Platy structure soils tend to be either in subsurface soils or those soils that have been impacted by traffic, machinery, livestock, heavy-foot movement and severe leaching.

Platy soil structure greatly impedes downward growth of roots as well as water movement. It causes plants to grow poorly.

• Prismatic structure

The opposite of platy, the PEDS in this category are vertical and their depth is far greater than their width or length.

These PEDS also have caps or flat tops and are normally molds of adjoining aggregates.

Water moves rapidly down the sides and the vertical cracks form because of the forces of nature (dry, wet, cold).

Vertical root growth down the sidewalls of these structures further exacerbates the situation.

• Columnar structures

This group of PEDS, much like prismatic, are vertical as well, but columnar PEDS have distinct top faces.

We tend to find this structure in clay-textured soils.

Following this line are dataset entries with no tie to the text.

PR #5696, opened 2025-04-29
fix: sitespeed test

motrilense:
## Done
- Collect and upload MAAS logs on failure

## QA steps

- enable sitespeed in open PR
- verify that the fix works
- disable sitespeed in open PR

## Fixes

Fixes: 

- update the link to the new MAAS database dump (the previous version is incompatible with the current MAAS database schema)
- update the OS used in sitespeed to Ubuntu 24.04

### DIFF
--- a/.github/workflows/sitespeed.yml
+++ b/.github/workflows/sitespeed.yml
@@ -4,10 +4,12 @@ on:
     branches:
       - main
       - "3.*"
+  pull_request:
+    types: [opened, synchronize, reopened]
 jobs:
   run-sitespeed:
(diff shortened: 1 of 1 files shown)


tmerten (approved):
Thanks for adding the failure case 🥳

tmerten:
Although there is still an error creating the issue :(

✖  error     An error occurred while updating the issue. This might be caused by a malformed issue title, or a typo in the labels or assignees. Check .github/ISSUE_TEMPLATE/ci-failure.md!

PR #5735, opened 2025-06-16
fix(users): Fixes for the v3 API users migration

ndv99:
## Done
- Completing the user intro redirects to the machine list instead of doing nothing
- The `IncompleteCard` is no longer shown if the user is an admin
- `me_with_summary` is only called once before the login screen is shown, instead of retrying 3 times

## QA steps

With a freshly initialised MAAS* and a new admin user:

- [ ] Open dev tools
- [ ] Go to MAAS UI
- [ ] Ensure that only one request is made to `me_with_summary`
- [ ] Log in
- [ ] Ensure you are sent to the MAAS intro
- [ ] Complete the MAAS intro
- [ ] Ensure you are sent to the user intro
- [ ] Import SSH keys from any source
- [ ] Click "Finish setup"
- [ ] Ensure you are immediately redirected to the machine list

## Notes

\*If you are unable to spin up a clean MAAS instance, I can provide one as needed.

### DIFF
--- a/src/app/App.tsx
+++ b/src/app/App.tsx
@@ -13,6 +13,7 @@ import { Outlet } from "react-router";
 
 import packageInfo from "../../package.json";
 
+import { getMeWithSummaryQueryKey } from "./apiclient/@tanstack/react-query.gen";
 import NavigationBanner from "./base/components/AppSideNavigation/NavigationBanner";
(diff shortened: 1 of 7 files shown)


abuyukyi101198 (approved):
Looks good

PR #5744, opened 2025-06-23
feat(api): create query and mutation hooks for configurations

ndv99:
## Done
- Created query hooks for:
   - Get configurations (list)
   - Get configuration by ID
- Created mutation hooks for:
   - Set configuration by ID
   - Bulk set configurations
- Created mock resolvers for configurations


abuyukyi101198 (approved):
LGTM!

PR #748, opened 2016-12-30
709 Refactored TranslationManager/Adapter

hosainnet:
- Unsubscribe from UnicastSubjects in TranslationManager (was causing crash the 2nd time you visit the translations view)
- Moved translation adapter listeners to ViewHolder's constructor for performance


hosainnet:
Will re-create on a clean branch

PR #749, opened 2016-12-30
709 refactor translation manager

hosainnet:
- Unsubscribe from UnicastSubjects in TranslationManager (was causing crash the 2nd time you visit the translations view)

-Moved translation adapter listeners to ViewHolder's constructor for performance


ahmedre:
jazakAllah khairan
one last thing actually - if you get a chance, may you add a press state to the rows? you can probably re-use some of the drawable xmls we're using for sura list / juz' list, etc

Issue #722, opened 2016-12-04
Please allow vertical scrolling while translation toolbar is visible


amynbe:
السلام عليكم
The KSU Ayat app has the correct behaviour here: 
- Translation covers text but you can still scroll up to show the verses at the bottom of the pages. 
- Moreover, the translation area itself shows all the verses of the page and is scrollable. 
- When playing recitation, the translation moves with the currently recited verse.
- Translation area has configurable height.

Can we please have the same bevahiour implemented in Quran Android? What's your view on the above points?

Wa jazakumullah kheiran

ahmedre:
wa3laikum alsalam,
jazakAllah khairan - let me address them one at a time:

> Translation covers text but you can still scroll up to show the verses at the bottom of the pages.

agree - this is planned insha'Allah

> Moreover, the translation area itself shows all the verses of the page and is scrollable.

we already have this - there are 2 translation "modes" - the full screen mode (tap the screen and tap the globe) and the panel mode (the one i am guessing you are talking about, long press a verse and then tap the globe).

> When playing recitation, the translation moves with the currently recited verse.

we already do this in the full screen view - if not then it'll be fixed as part of #709 insha'Allah.

> Translation area has configurable height.

this one goes hand in hand with the first point.

please let me know if i missed anything or if you have any suggestions,
walsalam 3alaikum.

ozbek:
> Moreover, the translation area itself shows all the verses of the page and is scrollable.

That's supported, albeit not in scrolling mode. You can use previous/next buttons at the bottom of translation area to go to other ayahs.

amynbe:
السلام عليكم
Thanks for agreeing with points 1 & 3.

Regarding point 2, i.e scrollable translation area vs previous/next buttons, the problem is: since the translation is often in a left--to-right language while Arabic is RTL, I personally get easily confused which button I have to tap.

Moreover, I find it more helpful for human memory/understanding to have 2 verses scrollable/visible at once than having to click to switch to another verse and hide the current one (verses are sometimes the same sentence split in 2 verses). I acknowledge this is possible in the full-screen view, but honestly I don't see much advantage having a separate translation view if the integrated one is properly usable. And as a learner, I'd rather not use the separate view because of the different Arabic text layout (with Ayat I never feel the need of it -- Ayat has different usability issues though).

Thanks again and I hope to read you soon.

PR #751, opened 2016-12-31
Translations

ahmedre:
This is a (mostly functional) work in progress - I am posting it here to get some feedback. It introduces a quran.com style translation view in place of the existing one.

in addition, it switches to `RecyclerView` for translations.

things left to do:
- [x] improve night mode (the ayah box in particular is quite bright, as are the lines, etc)
- [x] remove the last divider before a sura header
- [x] fix some bad performance that i introduced in this patch (translation presenter, replace the ayah view with a custom view).
- [x] re-implement highlighting of ayahs
- [x] the long press selection of translation and ayah text at the same time is not possible (they used to be one `TextView`, now they are 2), so need to consider replacing this functionality. *update* - for now, marking as done since translations can be long pressed and selected, as can the Arabic. in the future, we can consider something better for sharing.
- [x] [new feature] support multiple translations *update* - this is done, just needs ui to expose it

screenshots:

phone:

screenshot_1483174380

tablet:

screenshot_1483175467

the old implementation, for comparison:

screenshot_1483176088


ahmedre:
cc @ozbek @hosainnet

ahmedre:
here's a screenshot of night mode - note that the brightness of the text is a setting that can be overridden (and that also affects most of the text and dividers here).

screenshot_1483256706

app/src/main/java/com/quran/labs/androidquran/database/TranslationsDBAdapter.java
```diff
@@ -1,73 +1,63 @@
...
   }
 
+  @NonNull
   public List<LocalTranslation> getTranslations() {
-    if (mDb == null) {
-      open();
-      if (mDb == null) {
-        return null;
-      }
+    List<LocalTranslation> cached = cachedTranslations;
```
ozbek: What's the `cached` variable for?

app/src/main/res/layout/quran_translation_arabic_row.xml
```diff
@@ -0,0 +1,9 @@
+<?xml version="1.0" encoding="utf-8"?>
+<TextView xmlns:android="http://schemas.android.com/apk/res/android"
+          android:id="@+id/text"
```
ozbek: This does not seem to follow current spacing style.

app/src/main/res/layout/quran_translation_text_row.xml
```diff
@@ -0,0 +1,7 @@
+<?xml version="1.0" encoding="utf-8"?>
+<TextView xmlns:android="http://schemas.android.com/apk/res/android"
+          android:id="@+id/text"
```
ozbek: Ditto.

app/src/main/res/layout/quran_translation_translator_row.xml
```diff
@@ -0,0 +1,10 @@
+<?xml version="1.0" encoding="utf-8"?>
+<TextView xmlns:android="http://schemas.android.com/apk/res/android"
+          android:id="@+id/text"
```
ozbek: Ditto.

ahmedre:
re: the sura/verse numbers - yep, will do insha'Allah. part of me thinks there shouldn't be this text brightness setting and it should be replaced with 3 default settings - light, medium, and dark or something.

re: code indentation - not sure, the style is setup in Android Studio and i re-indented and there's no change there. i think xml rules are different than java in that it indents under the first attribute.

ozbek:
If you get `xmlns:android="http://schemas.android.com/apk/res/android"` to the next line, AS should align it correctly.

app/src/main/java/com/quran/labs/androidquran/database/TranslationsDBAdapter.java
ahmedre: i'll add a comment - but because the value of `cachedTranslations` can be replaced by a different thread going through `writeTranslationUpdates`, we keep a reference in `cached` (since `cachedTranslations` is volatile, this will be the latest value) and return it (otherwise, between the check and return, the value could change - we want any valid list of local translations, and it's okay if we get a slightly stale one here).

hosainnet:
I switched to the branch but can't see the new view, how do I trigger it?

ahmedre:
open the quran screen, tap the screen to see the Toolbar, and then tap the globe

app/src/main/java/com/quran/labs/androidquran/data/QuranDataProvider.java
```diff
@@ -66,15 +69,26 @@ private static UriMatcher buildUriMatcher() {
...
   }
 
   @Override
   public Cursor query(@NonNull Uri uri, String[] projection, String selection,
       String[] selectionArgs, String sortOrder) {
+    Context context = getContext();
+    if (!didInject) {
+      Context appContext = context == null ? null : context.getApplicationContext();
+      if (appContext instanceof QuranApplication) {
+        ((QuranApplication) appContext).getApplicationComponent().inject(this);
```
hosainnet: Would this work in onCreate instead? maybe then we can remove `didInject`.

ahmedre: intentionally did this, because from the documentation for `ContentProvider`:

> You should defer nontrivial initialization (such as opening, upgrading, and scanning databases) until the content provider is used (via query(Uri, String[], String, String[], String), insert(Uri, ContentValues), etc).

ahmedre:
screenshots with highlighting:

normal mode:

screenshot_1483318801

night mode:

screenshot_1483318810

ozbek:
It seems to me the repetition of translator's name is a little disturbing.  Does it have any (planned) purpose other than having resemblance to quran.com?

ahmedre:
yes, the intention is that this patch will support multiple translations, at which point, you need the translator's name before each one.

mohamede1945:
I might agree with @ozbek here too for the repetition of translator's name. What do you think of not repeating the translation source if there is only one translation selected but repeat it if multiple translations selected? In my opinion, a high percentage of users will just use one translation.

ATouhou:
@mohamede1945 Your assumption can be verified with Google Analytics, if we track events such as number of translations each session has activated  @mmahalwy

mmahalwy:
@mohamede1945 @ATouhou +1 on that. Definitely should be able to look into that data or gather it. I don't think at the moment we do track that, although we used to back in the day.

app/src/main/java/com/quran/labs/androidquran/common/LocalTranslation.java
```diff
@@ -19,4 +19,16 @@ public LocalTranslation(int id, String filename, String name,
     this.url = url;
     this.version = version;
   }
+
+  public String getTranslatorName() {
+    final String result;
+    if (this.translatorForeign != null) {
+      result = this.translator;
```
ozbek: You probably wanted to put `result = this.translatorForeign;`?

app/src/main/java/com/quran/labs/androidquran/common/LocalTranslation.java
```diff
@@ -19,4 +19,16 @@ public LocalTranslation(int id, String filename, String name,
     this.url = url;
     this.version = version;
   }
+
+  public String getTranslatorName() {
+    final String result;
```
ozbek: Is this variable necessary? Can't just return `this.x`?

app/src/main/java/com/quran/labs/androidquran/common/LocalTranslation.java
ahmedre: jazakAllah khairan will fix

app/src/main/java/com/quran/labs/androidquran/common/LocalTranslation.java
ahmedre: could, just preferring a single return

hulk9914:
السلام عليكم,
In this issue #722, It was required the following

>    Translation covers text but you can still scroll up to show the verses at the bottom of the pages.

I have an idea for solving this issue on tablets.
The idea is utilizing the TabletView for showing the quran page where an aya is highlighted in one side and the translation panel in the opposite page. We can also force the TabletView if the user is reading in portrait mode and required to show the translation of a chosen aya.

The benefit is the screen will be splitted horizontally into two separate pages (one for quran page and the other for translation panel) instead of splitting both quran pages vertically and lose half of them  both.
و جزاكم الله خيرا

ahmedre:
wa3laikum alsalam,
i think this is a good idea - i kept this in mind while doing a lot of the tablet refactoring i did in the past few patch sets, so this is now a lot easier than it used to be. i'll open a task insha'Allah.
walsalam 3alaikum.

ahmedre:
going to go ahead and merge this since things mostly work. there are a few improvements that are needed, insha'Allah will file tickets and/or fix these.

ozbek:
JazakAllah khair, awesome work.

ahmedre:
waiyyakum, and jazakAllah khairan for your help and reviews!

PR #752, opened 2017-01-02
Ayah number: use same text brightness as the translation text in night mode

ozbek:
I am not entirely sure if this is the correct approach. So, please criticize abundantly :)


ahmedre:
lgtm, jazakAllah khairan

PR #761, opened 2017-01-09
Fix build error

ozbek:
Error log:

> Error:Conflict with dependency 'com.android.support:support-annotations' in project ':app'. Resolved versions for app (25.1.0) and test app (23.1.1) differ. See http://g.co/androidstudio/app-test-app-conflict for details.

Tested only with Madani debug build, did not test with tests.


ahmedre:
jazakAllah khairan

PR #763, opened 2017-01-09
Update toolbar in translation view

### LINKED ISSUE #757: Toolbar doesn't update when going to translation view
when the last view visited is translations, we correctly go to the translations view - however, the Toolbar doesn't reflect this and is the Toolbar without the spinner (i.e. the reading mode).

cc @ozbek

They are dense and heavy and thus are difficult for roots to penetrate.

• Blocky structures

Just like the name says, these PEDS are block-like in makeup or polyhedral, a shape having many faces.

They tend to be the cast of the faces of these structures that surround and touch them, and, again, are found in high-clay-content soils.

These structures have poor fertility and can be humongous.

When tilling wet soil, you can mechanically form blocky structures that will last for years, and you know them as soil clods or soil balls.

• Granular structure

Some books will refer to these structures as “crumby” and this is the term I like to use, because I get to tell everyone “we all want crumby soils.”

For flowers and vegetable gardens, granular structure is the only way to go because these aggregate PEDS resemble cookie crumbs.

These units made up of spherical or polyhedral shapes and have irregular faces that are not cast or molds of surrounding units.

This means there is a multitude of shapes and sizes of particles and pore spaces that allow for slow but well-draining soils that do not compact easily.

Crumby soils allow for superb habitat, hosting the multitude of life that is found in all fertile soils.

This soil will allow for great retention and expulsion of gases and atmosphere.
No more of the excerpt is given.